The record links to 2 conditions, with Recurrent Platinum-Resistant Ovarian Carcinoma appearing as the primary indexed condition, and to 4 interventions — of which Biospecimen Collection is the first listed. Interventions can include drugs, devices, procedures, behavioral programs, or observational arms, and each is tracked as a separate registry field so that downstream queries can filter accurately. When a trial lists multiple interventions, it usually reflects a multi-arm design or a comparison protocol rather than a single treatment being tested in isolation. The brief summary published in the registry is the clearest source of protocol intent and should be read before drawing conclusions from any sidebar tags.

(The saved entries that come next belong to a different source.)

PR #127, opened 2024-02-29
Implement kbverify function

### LINKED ISSUE #125: feat: kbVerify improvment
right now the `kbVerify` uses the same input as Verify (payload and signature of the jwt). However the payload does not include a reference to the holder public key, therefore we are not able to verify the signature

cre8:
closes #125 

Adds signature verification to the kbVerify function. The whole payload of the actual token is passed to the kbverify function, it is not needed in the constructor of the KBJWT since this would break the extension from JWT.

The fetching of the key has to be implemented by the user. The payload has an optional field [cnf](https://datatracker.ietf.org/doc/html/rfc7800#section-3.2). The user is free to get the key from another field like `subject`, `id` etc. and is also free to parse the value - no limitation if there is a did url, jwk or url pointing to a hosted public key.<

Since we need to pass the payload to the verify function, the verify function in KBJWT will not get overwritten, but there will be a new function. It looks better to do it this way than adding an optional field to the verify function in JWT that has no meaning just to be compliant with the other call. If someone know a more elegant way I am open for changes.

### DIFF
--- a/package.json
+++ b/package.json
@@ -7,6 +7,7 @@
     "lint": "biome lint ./packages",
     "format": "biome format . --write",
     "test": "vitest run --coverage.enabled=true --coverage.include=packages/*",
+    "test:watch": "vitest",
     "clean": "lerna clean -y",
     "publish:latest": "lerna publish --no-private --conventional-commits --include-merged-tags --create-release github --yes --dist-tag latest",
     "publish:next": "lerna publish --no-private --conventional-prerelease --force-publish --canary --no-git-tag-version --include-merged-tags --preid next --pre-dist-tag next --yes",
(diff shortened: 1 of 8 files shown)


cre8:
Missing tests will be added in the next hours.

lukasjhan:
It looks good to me. :)

lukasjhan:
@cre8 Can we merge it?

lukasjhan:
> @lukasjhan I would love to implement the missing tests first. If you have the time please make a PR to my branch with the missing tests :)

Okay I'll make a test for the new verifyKB function :)

lukasjhan:
I added it in https://github.com/cre8/sd-jwt-js/pull/5

PR #129, opened 2024-03-03
feat: create kb jwt when present all

lukasjhan:
In present method, when `presentationKeys` is undefined, then present all disclosures. but in this case kbjwt is not created.
I fixed it to create kbjwt.

### DIFF
--- a/packages/core/src/index.ts
+++ b/packages/core/src/index.ts
@@ -146,7 +146,6 @@ export class SDJwtInstance<ExtendedPayload extends SdJwtPayload> {
       kb?: KBOptions;
     },
   ): Promise<SDJWTCompact> {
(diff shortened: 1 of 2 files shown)


packages/core/src/index.ts
```diff
@@ -146,17 +146,19 @@ export class SDJwtInstance<ExtendedPayload extends SdJwtPayload> {
       kb?: KBOptions;
     },
   ): Promise<SDJWTCompact> {
-    if (!presentationKeys) return encodedSDJwt;
```
lukasjhan, line 149: Due to the early return, kbjwt is not created.

cre8:
Good point, since the key binding has nothing to do with the selective disclosure, but with the holder binding.

cre8 (approved):

PR #130, opened 2024-03-03
feat: add jwk type

lukasjhan:
JsonWebKey type is in lib.dom.d.ts but some project might not want to include it tsconfig.json.
When I was trying to build credo-ts, It failed due to this. So I added it to our type file.

### DIFF
--- a/packages/core/src/test/index.spec.ts
+++ b/packages/core/src/test/index.spec.ts
@@ -1,9 +1,8 @@
 import { SDJwtInstance, SdJwtPayload } from '../index';
-import { Signer, Verifier } from '@sd-jwt/types';
+import { Signer, Verifier, KbVerifier, JwtPayload } from '@sd-jwt/types';
 import Crypto, { KeyLike } from 'node:crypto';
 import { describe, expect, test } from 'vitest';
 import { digest, generateSalt } from '@sd-jwt/crypto-nodejs';
-import { KbVerifier, JwtPayload } from '@sd-jwt/types';
 import { importJWK, exportJWK, JWK } from 'jose';
 
 export const createSignerVerifier = () => {
--- a/packages/types/src/type.ts
+++ b/packages/types/src/type.ts
@@ -136,14 +136,14 @@ type Frame<Payload> = Payload extends Array<infer U>
     ? Record<number, Frame<U>> & SD<Payload> & DECOY
     : SD<Payload> & DECOY
   : Payload extends Record<string, unknown>
-  ? NonNever<
-      {
-        [K in keyof Payload]?: Payload[K] extends object
-          ? Frame<Payload[K]>
-          : never;
-      } & SD<Payload> &
-        DECOY
-    >
-  : SD<Payload> & DECOY;
+    ? NonNever<
+        {
+          [K in keyof Payload]?: Payload[K] extends object
+            ? Frame<Payload[K]>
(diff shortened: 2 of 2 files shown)


cre8:
I would not include it as a type. as you mentioned it's already included in the jsdom type, together with all the other key types like rsa, ec, etc. So to keep our type files smaller and clean I would not include it.

cre8:
Right now we are not referencing `lib.dom.ts` in your configs, are we? The problem I had when I import `JsonWebKey` from e.g. `node:crypto`, then there are some type mismatching.

At this point I would prefer the way via lib.dom.ts since this is (as far as I know) natively supported in typescript.

lukasjhan:
> Right now we are not referencing `lib.dom.ts` in your configs, are we? The problem I had when I import `JsonWebKey` from e.g. `node:crypto`, then there are some type mismatching.
> 
> At this point I would prefer the way via lib.dom.ts since this is (as far as I know) natively supported in typescript.

That's good point :) I should find the way credo can use jsonwebkey that natively supported in typescript.

lukasjhan:
@cre8 I guess credo-ts wants us to include the type not natively.
https://github.com/openwallet-foundation/credo-ts/pull/1787#discussion_r1510675642

TimoGlastra:
@cre8 it seems a bit overkill to me to depend on lib dom just for JsonWebKey, and i also don't think it's needed to make the sd-jwt json web key type as complex as the lib dom one (i think only a few fields need to be defined and the rest can be typed as unknown).

Including lib dom can cause issues with global types in React Native or Node.JS, so it doesn't make sense to me to depend on browser types in an environment agnostic library. 

Not adding lib.dom will also make it easier for people to add sd-jwt to their project, as they don't need to add lib dom (which will add a lot of globals which are only available in the browser)

cre8:
> @cre8 it seems a bit overkill to me to depend on lib dom just for JsonWebKey, and i also don't think it's needed to make the sd-jwt json web key type as complex as the lib dom one (i think only a few fields need to be defined and the rest can be typed as unknown).
> 
> Including lib dom can cause issues with global types in React Native or Node.JS, so it doesn't make sense to me to depend on browser types in an environment agnostic library.
> 
> Not adding lib.dom will also make it easier for people to add sd-jwt to their project, as they don't need to add lib dom (which will add a lot of globals which are only available in the browser)

@TimoGlastra I will check the credo case, because when implementing the veramo plugin I did not need to include the dom lib. And our libs got compiled on node 16,18,20 with the latest typescript version.

Instead of defining the the jsonwebkey type in this lib, we could also pass the type as a parameter so every environment is able to use the required one.

lukasjhan:
I made a sample repo 🙂 https://github.com/lukasjhan/ts-lib-checking
After I was digging more, I found out that it is okay if skipLibCheck in tsconfig.json is true.

cre8:
> I made a sample repo 🙂 https://github.com/lukasjhan/ts-lib-checking After I was digging more, I found out that it is okay if skipLibCheck in tsconfig.json is true.

Ty Lukas :)

I will check the two options with its pros and cons:
- define jsonwebkey in this project
- pass it as type parameter

cre8:
@lukasjhan I removed the RSA key type, the `JsonWebKey` interface alone should be fine

cre8 (approved):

Geographic footprint matters for practical reasons: NCT04633239 reports 20 study locations spanning 7 distinct geographic areas — top geographies include Florida, Kansas, California. A larger site network tends to correlate with broader recruitment capacity, but it does not imply anything about study quality, and site-level enrollment status can diverge from the overall registry status shown above. Every data point on this page comes from the public ClinicalTrials.gov dataset and is reproduced here for reference only; it is not a medical recommendation, an endorsement of the sponsor, or an invitation to enroll. Verify current status, eligibility criteria, and contact details directly at ClinicalTrials.gov, and discuss any participation decision with your own healthcare provider.
Frequently Asked Questions
What is clinical trial NCT04633239 about?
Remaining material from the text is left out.